A quote from Benjamin Franklin comes to mind: Those who would give up essential liberty to purchase a little temporary safety deserve neither liberty nor safety.
Yours have not been restricted. Freedom isn't always about YOU. Assuming you are white, for a moment, would you have disregarded the struggle for civil rights in the '50s and '60s because Jim Crow laws didn't restrict YOUR freedoms? Would you feel good about that decision today if you had?
There have been hundreds of cases discussed on this web site in which the the limitless security state has had a substantive impact on the lives of innocent people. Going beyond that, it is pretty clear that people change their behavior when they are being watched, and not for the better (https://encrypted.google.com/search?hl=en&q=privacy%20nothin...).
Your liberties HAVE been reduced, you just haven't bumped into one of the new walls yet, or you didn't notice if you have.
The telephone company has little to no incentive to search through your telephone records and look for correlations. Further, the telephone company has no capability to correlate your Internet data to your phone records, to your physical mail, and come up with conclusions about you. The NSA does.

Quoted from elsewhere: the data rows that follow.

PR #9856, opened 2024-12-10
docs: add V2 docs excluded from search results.

GermanJablo:
`CONTRIBUTING.md` is outdated about how to run the tests locally.

There is no longer a `DOCS_DIR` environment variable, but now it is `DOCS_DIR_V2` and `DOCS_DIR_V3`. Also, the `fetchDocs:local` script no longer works if you use only one of those variables but instead you have to use `fetchDocs:local:v3` or `fetchDocs:local:v2`.

One option could be to simply update `CONTRIBUTING.md` to reflect those changes, but making changes that affect both versions of the documentation would require quite a few steps beforehand to view and debug them.

This PR copies all V2 docs from the 2.x branch to the `/docs/V2_(excluded_from_search)` folder. As the name suggests, this folder has been configured not to be shown in the VS Code search results by default.

This PR is accompanied by 2 others:

- https://github.com/payloadcms/website/pull/408: corrects the use of environment variables in the website repository
- https://github.com/payloadcms/payload/pull/9863: removes docs from the 2.x branch to avoid confusion and out of sync states

NOTE: the only disadvantage I see is in the 2.x branch. Making a change that requires changes to the V2 documentation and to the V2 source code at the same time would involve 2 PRs (one in 2.x and one in main). But I think that's something we won't have to do many times, if ever.  Arguably it is going to be more frequent that we make a change in the documentation that we want to be ported to the 2 versions.


denolfe (changes requested):
The casing and underscores in the directory name are a little unconventional. Is this for a specific purpose? I'd expect just `latest` and `v2`.

GermanJablo:
Yes, you are right. Although I like the idea of somehow making it explicit in the name that v2 is excluded from the results. Otherwise, I can see people wasting time trying to search the folder or forgetting to update something in v2 because it doesn't show up in the results.

What do you think? `v2-excluded-from-search` maybe?

denolfe:
I think that's a fine compromise.

tylandavis:
Personally I prefer the current pattern of keeping the docs relative to the codebase. I'm thinking about when we have another `beta` branch and want to progressively add new documentation, we would then need to be switching between `beta` branch for code changes, and `main` branch to update documentation.

GermanJablo:
I am not sure we will ever have another long-lived beta branch again, as v3 was a big paradigm shift that will not be repeated. 

But even if that happens, I'm fine with that hypothetical branch having its own docs. The `2.x` branch seems like a separate case to me because in theory we should not do PRs that change code and docs at the same time in that branch.

PR #9868, opened 2024-12-10
fix(next): thread default ServerProps to view actions and other components that were missing

akhrarovsaid:
### What?
This PR threads default `serverProps` to Edit & List view action slots.

### Why?
To be more in-line with how the docs specify custom components should work. Custom components should recieve, at minimum, the `BasePayload` instance and `i18n` object.

### How?
By including props into `RenderServerComponent` call in the `DefaultTemplate`

Notes:
- There is an opportunity for a refactor here to reuse these props throughout multiple places in `DefaultTemplate`. Slightly awkward due to having the actions being memoized but doable. Happy to make the necessary changes for this.

### DIFF
--- a/packages/next/src/templates/Default/index.tsx
+++ b/packages/next/src/templates/Default/index.tsx
@@ -57,8 +57,9 @@ export const DefaultTemplate: React.FC<DefaultTemplateProps> = ({
       permissions,
       searchParams,
       user,
+      visibleEntities,
     }),
-    [i18n, locale, params, payload, permissions, searchParams, user],
+    [i18n, locale, params, payload, permissions, searchParams, user, visibleEntities],
   )
 
   const { Actions } = React.useMemo<{
@@ -94,10 +95,7 @@ export const DefaultTemplate: React.FC<DefaultTemplateProps> = ({
     Component: CustomNav,
     Fallback: DefaultNav,
     importMap: payload.importMap,
-    serverProps: {
-      ...serverProps,
-      visibleEntities,
-    },
+    serverProps,
   })
 
   return (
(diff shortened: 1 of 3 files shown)


packages/next/src/templates/Default/index.tsx
```diff
@@ -51,6 +51,15 @@ export const DefaultTemplate: React.FC<DefaultTemplateProps> = ({
   const { Actions } = React.useMemo<{
     Actions: Record<string, React.ReactNode>
   }>(() => {
+    const viewActionServerProps = {
```
jacobsfletch, line 54: Rename this to `serverProps` and type is as `ServerProps` (imported from `payload`). Can these also be defined outside the `useMemo`?

akhrarovsaid: They can but they still have to be memoized. I can also pass these "shared" server props to the other components defined in the same file.

jacobsfletch: If that's an issue we can memoize the `serverProps` object itself, and then pass that around to the other components in this layout like you've suggested.

akhrarovsaid: @jacobsfletch I also realized that the `avatar` and `graphics.Icon` here are not recieving serverProps - shall I include them?

akhrarovsaid: Moved and memoized serverProps, added type as discussed.

packages/next/src/templates/Default/index.tsx
```diff
@@ -72,21 +87,15 @@ export const DefaultTemplate: React.FC<DefaultTemplateProps> = ({
...
     importMap: payload.importMap,
     serverProps: {
-      i18n,
-      locale,
-      params,
-      payload,
-      permissions,
-      searchParams,
-      user,
+      ...serverProps,
```
jacobsfletch, line 98: We shouldn't spread here, as it can be slow.

jacobsfletch (approved):

akhrarovsaid:
Thanks @jacobsfletch & @AlessioGr for the review and additions! Appreciate it!

jacobsfletch:
@AlessioGr is going to add include a few more components to this which were also missing server props.

AlessioGr (approved):

PR #9875, opened 2024-12-10
feat: add payload.jobs.runByID

AlessioGr:


packages/payload/src/queues/localAPI.ts
```diff
@@ -80,4 +80,18 @@ export const getJobsLocalAPI = (payload: Payload) => ({
     })
     return result
   },
+
+  runByID: async (args: {
+    id: string
```
r1tsuu, line 85: This probably should be `id: string | number` to support PG without UUIDs unless we have a custom ID for jobs?

PR #9892, opened 2024-12-11
fix: ensures autosave only runs sequentially

jmikrut:
Previously, Autosave could trigger 2 parallel fetches where the second could outpace the first, leading to inconsistent results.

Now, we use a simple queue-based system where we can push multiple autosave events into a queue, and only the latest autosave will be performed.

This also prevents multiple autosaves from ever running in parallel.

### DIFF
--- a/packages/ui/src/elements/Autosave/index.tsx
+++ b/packages/ui/src/elements/Autosave/index.tsx
@@ -3,7 +3,7 @@
 import type { ClientCollectionConfig, ClientGlobalConfig } from 'payload'
 
 import { versionDefaults } from 'payload/shared'
-import React, { useEffect, useRef, useState } from 'react'
+import React, { useRef, useState } from 'react'
 import { toast } from 'sonner'
 
 import {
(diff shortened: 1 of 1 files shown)


JarrodMFlesch:
What is the reasoning for allowing multiple queued autosaves to run? Why not just use the latest autosave?

paulpopus:
> What is the reasoning for allowing multiple queued autosaves to run? Why not just use the latest autosave and clear the queue after it completes?

That's currently what it does here, runs only the latest and then clears the queue. It runs with a `finally` so that we can catch any new items in the queue added while the current action is being processed

```
const latestAction = queueRef.current[queueRef.current.length - 1]
queueRef.current = []
```

JarrodMFlesch:
@paulpopus Ah yes missed that, looks good! No useEffect, I love that.

paulpopus:
> @paulpopus Ah yes missed that, looks good! No useEffect, I love that.

"Jarrod will love this" was literally said

PR #14856, opened 2025-12-08
fix: previousValue from hooks should be populated within lexical blocks

JessRynkar:
### What?
Updates the `previousValue` data sent to the `afterChange` hook to accomodate **lexical nested** paths.

### Why?
Currently the `afterChange` hook uses the previousDoc:
```ts
previousValue: getNestedValue(previousDoc, pathSegments) ?? previousDoc?.[field.name],
```

However, with fields from within Lexical, the data on the full `previousDoc` has a complex nesting structure. In this case, we should be using the `previousSiblingDoc` to only return the sibling data and easily de-structure the data.

### How?
Checks if sibling data exists, and uses it if it does:
```ts
 const previousValData =
    previousSiblingDoc && Object.keys(previousSiblingDoc).length > 0
      ? previousSiblingDoc
      : previousDoc
```

**Reported by client.**

Related PR: https://github.com/payloadcms/payload/pull/14582


test/hooks/collections/NestedAfterChangeHook/index.ts
```diff
@@ -34,6 +36,38 @@ const NestedAfterChangeHooks: CollectionConfig = {
         },
       ],
     },
+    {
+      name: 'lexical',
+      type: 'richText',
+      editor: lexicalEditor({
+        features: ({ defaultFeatures }) => [
+          ...defaultFeatures,
+          BlocksFeature({
```
BenHanson747, line 44: Hi Jessica,

Thank you for raising this PR. Please can we add a test for the LinkFeature, where a custom block can be configured and ensure the tests pass correctly for such instances.

JessRynkar: Thanks for the note Ben, added!

packages/payload/src/fields/hooks/afterChange/promise.ts
```diff
@@ -172,7 +177,7 @@ export const promise = async ({
                 parentPath: path + '.' + rowIndex,
                 parentSchemaPath: schemaPath + '.' + block.slug,
                 previousDoc,
-                previousSiblingDoc: previousDoc?.[field.name]?.[rowIndex] || ({} as JsonObject),
+                previousSiblingDoc: previousValData?.[field.name]?.[rowIndex] || ({} as JsonObject),
```
GermanJablo, line 180: If I revert this change, the test still passes. Is a test missing, or is this change unnecessary?

GermanJablo (approved):

PR #14857, opened 2025-12-08
chore(richtext-lexical): export hasText validate function

DanRibbens:
Exports validate/hasText/hasText to make it easier to check to see if a Lexical rich text fields has text in it in custom functions.


AlessioGr (changes requested):
This is already exported from `@payloadcms/richtext-lexical/shared`, so I don't think this change is necessary. By exporting it from `/shared`, it can be used on both server and client. We do the same with `payload/shared`

PR #14868, opened 2025-12-09
perf(drizzle): update collection related tables in parallel

rjgtav:
### What?
Updates upsertRow.ts to run the deletes/inserts for related tables in parallel.

### Why?
To optimize the total request time when creating/updating new entries on collections with relationships and other advanced fields (e.g. number field with hasMany, text field with hasMany, locales). Particularly impactful when the database is further away from the Payload instance.

### How?
By collecting the delete/insert operations and running all of them at the end.

### DIFF
--- a/packages/drizzle/src/upsertRow/index.ts
+++ b/packages/drizzle/src/upsertRow/index.ts
@@ -78,6 +78,7 @@ export const upsertRow = async <T extends Record<string, unknown> | TypeWithID>(
           arrays: [arraysToPush],
           db,
           parentRows: [insertedRow],
+          req,
           uuidMap: {},
         })
       }
@@ -246,6 +247,7 @@ export const upsertRow = async <T extends Record<string, unknown> | TypeWithID>(
 
     const promisesToDelete: (() => Promise<void>)[] = []
     const promisesToInsert: (() => Promise<unknown>)[] = []
+    const promisesToInsertAfter: (() => Promise<unknown>)[] = []
 
     // If there are locale rows with data, add the parent and locale to each
     if (Object.keys(rowToInsert.locales).length > 0) {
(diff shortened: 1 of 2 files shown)


packages/drizzle/src/upsertRow/index.ts
AlessioGr, line 690: We should do the same with `insertArrays`

rjgtav: Hi @AlessioGr ! Just submitted a new commit which goes further in parallelizing the different steps. Is this what you were thinking about?

packages/drizzle/src/upsertRow/index.ts
```diff
@@ -313,18 +316,22 @@ export const upsertRow = async <T extends Record<string, unknown> | TypeWithID>(
       const localeTable = adapter.tables[`${tableName}${adapter.localesSuffix}`]
 
       if (operation === 'update') {
-        await adapter.deleteWhere({
-          db,
-          tableName: localeTableName,
-          where: eq(localeTable._parentID, insertedRow.id),
-        })
+        promisesToDelete.push(() =>
+          adapter.deleteWhere({
```
DanRibbens, line 326: This is okay to do when not using transactions. Since postgres does not support parallel execution within one transaction we can't  execute the statements asynchronously this way.

Perhaps it would be possible if we combined the queries into one statement, but that also risks running into query size limits, though that is more of a concerned for inserts than delete.

DanRibbens (changes requested):
We need to adjust our approach or only do this when transactions are disabled (default for sqlite, but not postgres).

packages/drizzle/src/upsertRow/index.ts
rjgtav: Oh.. was hoping the database driver would queue the queries, as all the requests for one transaction will share the same database connection.

Just added a check for whether a transaction is active to choose between running in parallel or in sequence. Also made some tweaks to the way I was parallelizing some of the steps.

How would we go about combining the queries into one statement? The operations usually involve different tables so it's not a matter of simply ORing all the conditions. Is there an utility on Payload for combining?

PR #14869, opened 2025-12-09
fix: passes serverURL through to all formatAdminURL calls

JarrodMFlesch:
Fixes issues with basePath and NextJS. Many of the links created in the admin panel were not passing a `serverURL` through to the `formatAdminURL` helper. 

This PR adds all the missing `serverURL` instances and adds a new helper `formatApiURL` that allows for similar route creation but for api routes.

### DIFF
--- a/packages/next/src/elements/DocumentHeader/Tabs/Tab/TabLink.tsx
+++ b/packages/next/src/elements/DocumentHeader/Tabs/Tab/TabLink.tsx
@@ -1,7 +1,7 @@
 'use client'
 import type { SanitizedConfig } from 'payload'
 
-import { Button } from '@payloadcms/ui'
+import { Button, useConfig } from '@payloadcms/ui'
 import { useParams, usePathname, useSearchParams } from 'next/navigation.js'
 import { formatAdminURL } from 'payload/shared'
 import React from 'react'
@@ -25,6 +25,7 @@ export const DocumentTabLink: React.FC<{
 }) => {
   const pathname = usePathname()
   const params = useParams()
+  const { config } = useConfig()
 
   const searchParams = useSearchParams()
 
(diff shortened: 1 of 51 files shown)


AlessioGr (approved):

janpolacek:
After this bug fix, we have not been able to access our admin.

When I access to https://my-domain.com/admin I am redirected to 
https://my-domain.com/admin/login?redirect=https%3A%2F%2Fmy-domain.com%2Fadmin%2Flogin


And receive the following error on the server side: 

`Failed to create URL object from URL: https://my-domain.com/admin/login?redirect=https%3A%2F%2Fmy-domain.com%2Fadmin%2Flogin`

We had to revert to 3.68.2 which works fine.
Since 3.68.3 included only this bug fix (except of CVE patch), this is probably the cause.

Our serverURL is set to domain  https://my-domain.com

wayz9:
For those who are getting the error like @janpolacek mentioned, the issue stems from url formatting. 

1) https://example.com
This fails and it gets referenced twice just like @janpolacek's example. 

2) https://example.com/
If you just add that trailing slash it works like expected. 

Clearly a bug in this recent update, even the documentation example uses non trailing slash value.

image

kjwessa:
Confirmed that downgrad

> After this bug fix, we have not been able to access our admin.
> 
> When I access to https://my-domain.com/admin I am redirected to https://my-domain.com/admin/login?redirect=https%3A%2F%2Fmy-domain.com%2Fadmin%2Flogin
> 
> And receive the following error on the server side:
> 
> `Failed to create URL object from URL: https://my-domain.com/admin/login?redirect=https%3A%2F%2Fmy-domain.com%2Fadmin%2Flogin`
> 
> We had to revert to 3.68.2 which works fine. Since 3.68.3 included only this bug fix (except of CVE patch), this is probably the cause.
> 
> Our serverURL is set to domain https://my-domain.com

Confirmed. Downgrading to 3.68.2 let us back in our sites.

jtimi-mtbk:
Please check effects about serverURL before merge plz

PR #14871, opened 2025-12-09
fix: throw error on empty relationTo array and allow disabling lockDocuments on all collections

paulpopus:
This PR fixes some issues reported from Discord:

1. An empty relationTo array is valid via TS but it will now throw an error as it's not valid config
```ts
relationTo: [], // Now throws error in sanitisation
```

2. Setting lockDocuments: false on all collections and globals is now supported, it will skip the creation of the lock documents collection altogether instead of creating an invalid collection


AlessioGr (dismissed):

test/types/config.ts
```diff
@@ -27,6 +27,11 @@ export default buildConfigWithDefaults({
           type: 'text',
           name: 'title',
         },
+        {
+          type: 'relationship',
+          relationTo: [],
```
DanRibbens: This shouldn't be allowed.

DanRibbens (changes requested):
We are addressing a symptom of a different bug by allowing this to be valid. I don't expect all aspects of Payload to work when configured this way. Ideally we'd throw an error during config sanitization or prevent it with good old fashioned typescript.

DanRibbens (approved):

PR #14872, opened 2025-12-09
perf(graphql): optimized join count when docs are not needed

rjgtav:
### What?
Optimizes the count of a join field when the goal is just to retrieve the count value (i.e. limit: 0). 

### Why?
Generates 1 database query instead of two when the goal is just to retrieve the count value.

### How?
By using payload.count() instead of payload.find()


DanRibbens (approved):
Nice small optimization!

PR #14885, opened 2025-12-10
perf: optimized collection create when versions are enabled

rjgtav:
### What?
Optimized the collection create operation when versions are enabled.

### Why?
To reduce the total request time when creating a new entry on a collection with versions enabled.

### How?
By passing returning=false to the saveVersion method, as the result is not needed. Also updated drizzle's createVersion operation to ignore the result when returning==false. This saves multiple database queries, specially on collections with relationships and other complex fields, as it no longer needs to load the new entry after creation.

### DIFF
--- a/packages/payload/src/versions/saveVersion.ts
+++ b/packages/payload/src/versions/saveVersion.ts
@@ -21,6 +21,7 @@ type Args<T extends JsonObject = JsonObject> = {
   payload: Payload
   publishSpecificLocale?: string
   req?: PayloadRequest
+  returning?: boolean
   select?: SelectType
   snapshot?: any
 }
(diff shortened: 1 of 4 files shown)


packages/payload/src/versions/saveVersion.ts
```diff
@@ -190,6 +193,9 @@ export const saveVersion = async <TData extends JsonObject = JsonObject>({
       req,
     })
   }
+  if (returning === false) {
+    return {}
```
DanRibbens: I'd rather this return `null` though the return type is likely not going to allow for this unless we overload the type based on signature to avoid a breaking change.

DanRibbens (changes requested):
What do you think about adjusting the return to be `null` and overloading the signature of the function?

Also, we should include a test case in `test/versions/int.spec.ts` too.

packages/payload/src/versions/saveVersion.ts
rjgtav: Just pushed two commits. One with the function overload and the return of null, the other with the test case. Let me know if you'd like further changes

DanRibbens (approved):

PR #14895, opened 2025-12-11
feat: improve type safety for siblingData in field types

Rot4tion:
### Summary
Improves TypeScript type safety for `siblingData` across field configuration types by introducing a StripRelationships utility type that removes populated relationship objects, keeping the ID type (`number` or `string`) base on database config.

```typescript
const siblingData = {
  creator: 1,                    // Relationship field
  _status: 'draft',
  title:"abc",
  updatedAt: '2025-12-11T07:52:22.115Z',
  createdAt: '2025-12-11T07:13:24.433Z',
  attributes: [3, 2],            // Relationship hasMany
  description: {                 // RichText field
    root: {
      type: 'root',
      children: [...],
    }
  },
}

} // RichText field


// Before (Incorrect Types)
type SiblingData = {
  [key: string]: any
} | undefined

// Or with Partial<TData>:
type SiblingData = {
  creator: number | User | undefined      // ❌ Includes populated object
  attributes?: (number | Attribute)[]     // ❌ Includes populated objects
  ...
}


// After (Correct Types)

type SiblingData = {
  id: number | undefined
  creator: number | undefined              // ✅ ID only
  title: string | undefined
  description: {
    [k: string]: unknown
    root: {
      type: string
      children: { type: any; version: number }[]
      direction: 'rtl' | 'ltr' | null
      format: '' | 'center' | 'left' | 'right' | 'start' | 'end' | 'justify'
      indent: number
      version: number
    }
  } | undefined
  attributes?: number[] | null             // ✅ IDs only
  updatedAt: string | undefined
  createdAt: string | undefined
   _status?: "draft" | "published" | null
}
```

### DIFF
--- a/packages/payload/src/fields/config/types.ts
+++ b/packages/payload/src/fields/config/types.ts
@@ -160,7 +160,7 @@ import type {
   UploadFieldSingleValidation,
 } from '../validations.js'
 
-export type FieldHookArgs<TData extends TypeWithID = any, TValue = any, TSiblingData = TData> = {
+export type FieldHookArgs<TData extends TypeWithID = any, TValue = any, TSiblingData = any> = {
   /**
    * The data of the nearest parent block. If the field is not within a block, `blockData` will be equal to `undefined`.
    */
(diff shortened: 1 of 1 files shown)


packages/payload/src/fields/config/types.ts
```diff
@@ -160,7 +160,7 @@ import type {
   UploadFieldSingleValidation,
 } from '../validations.js'
 
-export type FieldHookArgs<TData extends TypeWithID = any, TValue = any, TSiblingData = any> = {
+export type FieldHookArgs<TData extends TypeWithID = any, TValue = any, TSiblingData = TData> = {
```
AlessioGr: TData !== TSiblingData if you're in a group field. I'd rather have it typed weakly (any) than potentially incorrectly

Rot4tion: i see the issue, pls check my new commit

image

image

Huh? For many people your phone company, is their internet company. They already have your address (they have to deliver the cable to it) and your billing information.
The don't even need to do any fancy analytics. They have all your data served up on a platter.
As the poster noted, it's not as if the gov't is having to piece together data from thousands of sources. Almost all the metadata can be put together from a handful of sources.
I think the government is fundamentally different than a private company or semi-public utility. Their control of law enforcement and military forces are the most relevant here.
The government's monopoly on legal violence delegated to police and military (which are starting to blur together)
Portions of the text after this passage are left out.